- _The problem_: A bare number is the expected answer: the count of lines in the records that contain the word "Properties".

Saved data entries
PR #1040, opened 2019-04-12
feat: pre-pull Azure Stack's custom Hyperkube

### LINKED ISSUE #990: Pre-pull Azure Stack's dependencies
No
---

FEATURE REQUEST
---

Master
---

**Kubernetes version**:

jadarsie:
**Reason for Change**:
Stores Azure Stack's custom Hyperkube build in the VHD image.

**Issue Fixed**:
Fixes #990

**Requirements**:

- [ ] includes documentation
- [ ] adds unit tests

**Notes**:
- The custom Hyperkube build are downloaded during the VHD provision process. 
- For now it is just single image, will add more entries to the array in a future PR
- I added an extra optional parameter to all functions that deal with Hyperkube to slightly alter their behavior (extractHyperkube, installKubeletAndKubectl, cleanUpContainerImages)


jadarsie:
I just blindly created this PR. Please let me know what validations do you usually run these set of scripts.

parts/k8s/cloud-init/artifacts/cse_install.sh
```diff
@@ -253,7 +253,10 @@ installImg() {
 
 extractHyperkube() {
     CLI_TOOL=$1
-    path="/home/hyperkube-downloads/${KUBERNETES_VERSION}"
+    # CUSTOM_CLOUD_SUFFIX only set when extracting custom Hyperkube builds (e.x.: Azure Stack)
+    CUSTOM_CLOUD_SUFFIX=$2
+    kubernetes_version="${KUBERNETES_VERSION}${CUSTOM_CLOUD_SUFFIX}"
```
CecileRobertMichon: use a different var name here to avoid confusion with `KUBERNETES_VERSION`

parts/k8s/cloud-init/artifacts/cse_install.sh
```diff
@@ -298,8 +304,15 @@ pullContainerImage() {
 
 cleanUpContainerImages() {
     # TODO remove all unused container images at runtime
+    # CUSTOM_CLOUD_SUFFIX only set when extracting custom Hyperkube builds (e.x.: Azure Stack)
+    CUSTOM_CLOUD_SUFFIX=$1
     docker rmi $(docker images --format '{{.Repository}}:{{.Tag}}' | grep -v ${KUBERNETES_VERSION} | grep 'hyperkube') &
     docker rmi $(docker images --format '{{.Repository}}:{{.Tag}}' | grep -v ${KUBERNETES_VERSION} | grep 'cloud-controller-manager') &
+    if [[ "${CUSTOM_CLOUD_SUFFIX}" == "${AZURE_STACK_SUFFIX}" ]]; then
```
CecileRobertMichon: Can we check the value of `TARGET_ENVIRONMENT` here instead of setting a `CUSTOM_CLOUD_SUFFIX` arg?

parts/k8s/cloud-init/artifacts/cse_install.sh
CecileRobertMichon: on second thought, wouldn't it be cleaner to not touch this function and add the `AZURE_STACK_SUFFIX` to the `KUBERNETES_VERSION` var directly in install_dependencies.sh?

jadarsie: Sorry, I pushed changes before seeing these comments. Yes, no problem.

packer/install-dependencies.sh
```diff
@@ -365,11 +364,11 @@ for KUBERNETES_VERSION in ${K8S_VERSIONS}; do
 done
 
 # TODO: fetch supported k8s versions from an aks-engine command instead of hardcoding them here
-KUBERNETES_VERSION_SUFFIX=${AZURE_STACK_SUFFIX}
 AZURE_STACK_K8S_VERSIONS="
 1.11.7
 "
 for AZS_KUBERNETES_VERSION in ${AZURE_STACK_K8S_VERSIONS}; do
+    KUBERNETES_VERSION=${AZS_KUBERNETES_VERSION}${AZURE_STACK_SUFFIX}
```
honcao: please use full name AZURESTACK to avoid the confusion.

parts/k8s/cloud-init/artifacts/cse_helpers.sh
```diff
@@ -53,6 +53,9 @@ OS=$(cat /etc/*-release | grep ^ID= | tr -d 'ID="' | awk '{print toupper($0)}')
 UBUNTU_OS_NAME="UBUNTU"
 RHEL_OS_NAME="RHEL"
 COREOS_OS_NAME="COREOS"
+AZURE_SUFFIX=""
+AZURE_STACK_SUFFIX="-azs"
+AZURE_STACK_HYPERKUBE_REPOSITORY="mcr.microsoft.com/azurestack/k8s/core/hyperkube-amd64"
```
honcao: for now, Please msazurestackdocker/hyperkube-amd64  it will be for current public preview.
And later on, we can move to MCR

parts/k8s/cloud-init/artifacts/cse_main.sh
```diff
@@ -33,8 +33,10 @@ if [[ "${TARGET_ENVIRONMENT,,}" == "${AZURE_STACK_ENV}"  ]]; then
     config_script_custom_cloud=/opt/azure/containers/provision_configs_custom_cloud.sh
     wait_for_file 3600 1 $config_script_custom_cloud || exit $ERR_FILE_WATCH_TIMEOUT
     source $config_script_custom_cloud
+    CUSTOM_CLOUD_SUFFIX=${AZURE_STACK_SUFFIX}
 fi
 
+KUBERNETES_VERSION_SUFFIX="${CUSTOM_CLOUD_SUFFIX:-$AZURE_SUFFIX}"
```
CecileRobertMichon: instead of using empty variables, can we do:

```
if [[ "${TARGET_ENVIRONMENT,,}" == "${AZURE_STACK_ENV}"  ]]; then 
    KUBERNETES_VERSION=${KUBERNETES_VERSION}${AZURE_STACK_SUFFIX}
fi
```

?

jadarsie: Maybe, but I am a little hesitant to override `KUBERNETES_VERSION` in this case.

The reason is that I fear someone in the future my break Azure Stack's deployments by adding a feature that assumes the `X.X.X` format for `KUBERNETES_VERSION`. But I understand why you want that inside the `if` statement.

Example of this could be `cleanUpContainerImages`. I looks like it won't correctly if we add the suffix?

jadarsie: Thought about this on my way home. My concern is missing the point as we will only offer validated VHDs. Will update.

packer/install-dependencies.sh
```diff
@@ -363,6 +363,19 @@ for KUBERNETES_VERSION in ${K8S_VERSIONS}; do
     echo "  - ${CONTAINER_IMAGE}" >> ${RELEASE_NOTES_FILEPATH}
 done
 
+# TODO: fetch supported k8s versions from an aks-engine command instead of hardcoding them here
```
CecileRobertMichon: you can remove that TODO line, it doesn't apply to Azure Stack versions since it's a subset of versions.

packer/install-dependencies.sh
```diff
@@ -363,6 +363,19 @@ for KUBERNETES_VERSION in ${K8S_VERSIONS}; do
...
+AZURE_STACK_K8S_VERSIONS="
+1.11.7
```
CecileRobertMichon: we usually support the latest two patches of each minor version, is supporting 1.11.7 a requirement for you or would 1.11.8 and 1.11.9 enough?

packer/install-dependencies.sh
jadarsie: I am hoping that Azure Stack versions can be validated some day in a similar way.

parts/k8s/cloud-init/artifacts/cse_main.sh
```diff
@@ -33,6 +33,8 @@ if [[ "${TARGET_ENVIRONMENT,,}" == "${AZURE_STACK_ENV}"  ]]; then
     config_script_custom_cloud=/opt/azure/containers/provision_configs_custom_cloud.sh
     wait_for_file 3600 1 $config_script_custom_cloud || exit $ERR_FILE_WATCH_TIMEOUT
     source $config_script_custom_cloud
+    KUBERNETES_VERSION_NO_SUFFIX="${KUBERNETES_VERSION}"
+    KUBERNETES_VERSION=${KUBERNETES_VERSION}${AZURE_STACK_SUFFIX}
```
CecileRobertMichon: this breaks the scenario : Azure public cloud + Ubuntu distro (requiring full install)

parts/k8s/cloud-init/artifacts/cse_main.sh
```diff
@@ -33,6 +33,8 @@ if [[ "${TARGET_ENVIRONMENT,,}" == "${AZURE_STACK_ENV}"  ]]; then
     config_script_custom_cloud=/opt/azure/containers/provision_configs_custom_cloud.sh
     wait_for_file 3600 1 $config_script_custom_cloud || exit $ERR_FILE_WATCH_TIMEOUT
     source $config_script_custom_cloud
+    KUBERNETES_VERSION_NO_SUFFIX="${KUBERNETES_VERSION}"
```
CecileRobertMichon: instead of changing `KUBERNETES_VERSION`, let's make a new var `AZURE_STACK_KUBERNETES_VERSION` and use that in the `extractHyperkube` function if and only if the target env is Azure Stack. Are there any other places where the Azure Stack prefix is needed besides `extractHyperkube`?

packer/install-dependencies.sh
jadarsie: Our plan is to support two patches per minor version as well. 
It was unclear to me if 1.11.7 was still needed. Checked with Hongbin.

parts/k8s/cloud-init/artifacts/cse_main.sh
jadarsie: extractHyperkube, installKubeletAndKubectl, cleanUpContainerImages

parts/k8s/cloud-init/artifacts/cse_main.sh
jadarsie: ok, I will change the functions

parts/k8s/cloud-init/artifacts/cse_main.sh
jadarsie: let me know please if this my last reply changes the new approach in someway

parts/k8s/cloud-init/artifacts/cse_main.sh
```diff
@@ -180,6 +182,7 @@ ps auxfww > /opt/azure/provision-ps.log &
 if $FULL_INSTALL_REQUIRED; then
   applyCIS || exit $ERR_CIS_HARDENING_ERROR
 else
+  KUBERNETES_VERSION="${KUBERNETES_VERSION_NO_SUFFIX}"
```
CecileRobertMichon: why is this needed? `${KUBERNETES_VERSION_NO_SUFFIX}` will be unbound if the environment isn't Azure Stack

parts/k8s/cloud-init/artifacts/cse_main.sh
CecileRobertMichon: I'm trying to think of the best way to do this. We need to put all these changes in  `AZURE_STACK_ENV` flows as much as possible so we don't break non-Azure-Stack scenarios.

parts/k8s/cloud-init/artifacts/cse_main.sh
jadarsie: Needed because my understanding of your previous comments was to adjust the consumer code in order to keep the functions unchaged.

The unbound situation is an issue.

parts/k8s/cloud-init/artifacts/cse_main.sh
jadarsie: np, let me know please the approach you guys prefer
- alter functions vs alter code consuming functions?
- global variables vs function parameters?

CecileRobertMichon:
Before this change:

`/dev/sda1        30G   18G   12G  60%`

After this change:

` /dev/sda1        30G   19G   11G  64%`

parts/k8s/cloud-init/artifacts/cse_main.sh
CecileRobertMichon: A simple fix here would be to simply do this re-assignment only for Azure Stack. 

The only concern I have with this approach is that if new functions that rely on `KUBERNETES_VERSION` are introduced in CSE it might break Azure Stack to have the suffix still around. But I guess we can deal with that problem once it comes. Do you have any other ideas on how to make this more elegant?

jackfrancis:
@CecileRobertMichon thank you for tracking that!

I know this is a crazy one-liner, but we could add something like this in either VHD CI and/or E2E:

`[ -s $(df -P | grep '/dev/sda1' | awk '0+$5 >= 75 {print}') ]` where `75` is the percent threshold we want to alert at.

CecileRobertMichon:
@jackfrancis will do in a separate PR: #1064.

parts/k8s/cloud-init/artifacts/cse_main.sh
jadarsie: Given how the scripts are organized, I agree that overriding `KUBERNETES_VERSION` is probably not recommended. I pushed it because you suggested the change and I do not want to break your patterns/design.

However, things get more complicated because you also seem to dislike the idea of changing the functions. I think we won't be able to have it both ways.

> Do you have any other ideas on how to make this more elegant?

Another option is to pass parameters to the functions instead of relying on global variables like `KUBERNETES_VERSION`. That would be a bigger change though.

I can go either way, just let me know.

jackfrancis:
Can't we just add `1.11.8-azs` and `1.11.9-azs` to the existing versions array in the VHD CI script? Then  we just set the value of `KUBERNETES_VERSION` in `pkg/engine/armvariables.go` to have the proper string value if we're in an Azure Stack context.

CecileRobertMichon:
+1 on @jackfrancis's suggestion.

This should also work with the `cleanUpContainerImages` function the way you wrote it right now to clean up the Azure Stack images depending on context.

packer/install-dependencies.sh
```diff
@@ -361,19 +361,27 @@ K8S_VERSIONS="
 1.12.7
 1.12.6
 1.11.9
+1.11.9-azs
 1.11.8
+1.11.8-azs
```
CecileRobertMichon: I think you need to add back your previous changes to `cleanUpContainerImages` to clean up the azure stack image in public cloud environments and vice versa.

packer/install-dependencies.sh
```diff
@@ -361,19 +361,27 @@ K8S_VERSIONS="
...
-    HYPERKUBE_URL="k8s.gcr.io/hyperkube-amd64:v${KUBERNETES_VERSION}"
-    extractHyperkube "docker"
-    CONTAINER_IMAGE="k8s.gcr.io/cloud-controller-manager-amd64:v${KUBERNETES_VERSION}"
-    pullContainerImage "docker" ${CONTAINER_IMAGE}
-    echo "  - ${HYPERKUBE_URL}" >> ${RELEASE_NOTES_FILEPATH}
-    echo "  - ${CONTAINER_IMAGE}" >> ${RELEASE_NOTES_FILEPATH}
+    if [[ $KUBERNETES_VERSION == *"azs"* ]]; then
+      HYPERKUBE_URL="msazurestackdocker/hyperkube-amd64:v${KUBERNETES_VERSION}"
+      extractHyperkube "docker"
+      echo "  - ${HYPERKUBE_URL}" >> ${RELEASE_NOTES_FILEPATH}
```
CecileRobertMichon: these two lines 
```
extractHyperkube "docker"
echo "  - ${HYPERKUBE_URL}" >> ${RELEASE_NOTES_FILEPATH}
```
Can be extracted from the if/else statement since they are repeated in both.

pkg/engine/armvariables.go
```diff
@@ -74,6 +74,11 @@ func getK8sMasterVars(cs *api.ContainerService) (map[string]interface{}, error)
 	isCustomVnet := cs.Properties.AreAgentProfilesCustomVNET()
 	hasAgentPool := len(profiles) > 0
 	hasCosmosEtcd := masterProfile != nil && to.Bool(masterProfile.CosmosEtcd)
+	
+	kubernetesVersion := orchProfile.OrchestratorVersion
+	if cs.Properties.IsAzureStackCloud() {
```
CecileRobertMichon: can we add a unit test for this?

packer/install-dependencies.sh
jadarsie: Quick valudation for the change in `cleanUpContainerImages `

```
KUBERNETES_VERSION="1.11.8"
printf '%s\n%s\n' msazurestackdocker/hyperkube-amd64:v1.11.8-azs k8s.gcr.io/hyperkube-amd64:v1.11.8 | \
grep -v "${KUBERNETES_VERSION}$" | \
grep 'hyperkube'

KUBERNETES_VERSION="1.11.8-azs"
printf '%s\n%s\n' msazurestackdocker/hyperkube-amd64:v1.11.8-azs k8s.gcr.io/hyperkube-amd64:v1.11.8 | \
grep -v "${KUBERNETES_VERSION}$" | \
grep 'hyperkube'
```

pkg/engine/armvariables.go
jadarsie: I fixed an existing test that I think covers the new execution flow.

pkg/engine/armvariables_test.go
```diff
@@ -527,7 +527,7 @@ func TestK8sVars(t *testing.T) {
...
...VIDER_RATELIMIT=',toLower(string(parameters('cloudproviderConfig').cloudProviderRatelimit)),' CLOUDPROVIDER_RATELIMIT_QPS=',parameters('cloudproviderConfig').cloudProviderRatelimitQPS,' CLOUDPROVIDER_RATELIMIT_BUCKET=',parameters('cloudproviderConfig').cloudProviderRatelimitBucket,' USE_MANAGED_IDENTITY_EXTENSION=',variables('useManagedIdentityExtension'),' USER_ASSIGNED_IDENTITY_ID=',variables('userAssignedClientID'),' USE_INSTANCE_METADATA=',variables('useInstanceMetadata'),' LOAD_BALANCER_SKU=',variables('loadBalancerSku'),' EXCLUDE_MASTER_FROM_STANDARD_LB=',variables('excludeMasterFromStandardLB'),' MAXIMUM_LOADBALANCER_RULE_COUNT=',variables('maximumLoadBalancerRuleCount'),' CONTAINER_RUNTIME=',parameters('containerRuntime'),' CONTAINERD_DOWNLOAD_URL_BASE=',parameters('containerdDownloadURLBase'),' POD_INFRA_CONTAINER_SPEC=',parameters('kubernetesPodInfraContainerSpec'),' KMS_PROVIDER_VAULT_NAME=',variables('clusterKeyVaultName'),' IS_HOSTED_MASTER=false',' PRIVATE_AZURE_REGISTRY_SERVER=',parameters('privateAzureRegistryServer'),' AUTHENTICATION_METHOD=',variables('customCloudAuthenticationMethod'),' IDENTITY_SYSTEM=',variables('customCloudIdentifySystem'))]", testK8sVersion),
```
jackfrancis: Instead of manually adding the "-azs" suffix inline simply change the value of `testK8sVersion` (or make an Azure Stack-specific variable to add to the end of the `fmt.Sprintf()` func.

packer/install-dependencies.sh
```diff
@@ -361,19 +361,25 @@ K8S_VERSIONS="
...
 1.9.11
 1.9.10
 "
 for KUBERNETES_VERSION in ${K8S_VERSIONS}; do
-    HYPERKUBE_URL="k8s.gcr.io/hyperkube-amd64:v${KUBERNETES_VERSION}"
+    if [[ $KUBERNETES_VERSION == *"azs"* ]]; then
+      HYPERKUBE_URL="msazurestackdocker/hyperkube-amd64:v${KUBERNETES_VERSION}"
+    else
+      HYPERKUBE_URL="k8s.gcr.io/hyperkube-amd64:v${KUBERNETES_VERSION}"
+      CONTAINER_IMAGE="k8s.gcr.io/cloud-controller-manager-amd64:v${KUBERNETES_VERSION}"
```
jackfrancis: I think all of this should be outside of the if block, right? The only conditional change is to `HYPERKUBE_URL`, correct?

jadarsie: Only the hypercube image is different, cloud-controller-manager remains the same

jackfrancis: The point is, this implementation doesn't actually pre-pull the image in the Azure Stack case. The if should be:

```
if [[ $KUBERNETES_VERSION == *"azs"* ]]; then
  HYPERKUBE_URL="msazurestackdocker/hyperkube-amd64:v${KUBERNETES_VERSION}"
else
fi
```

Unless I'm missing something.

jadarsie: Function `extractHyperkube` calls `pullContainerImage $CLI_TOOL ${HYPERKUBE_URL}`.

That clears your concern, right?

- _Task answer_: 2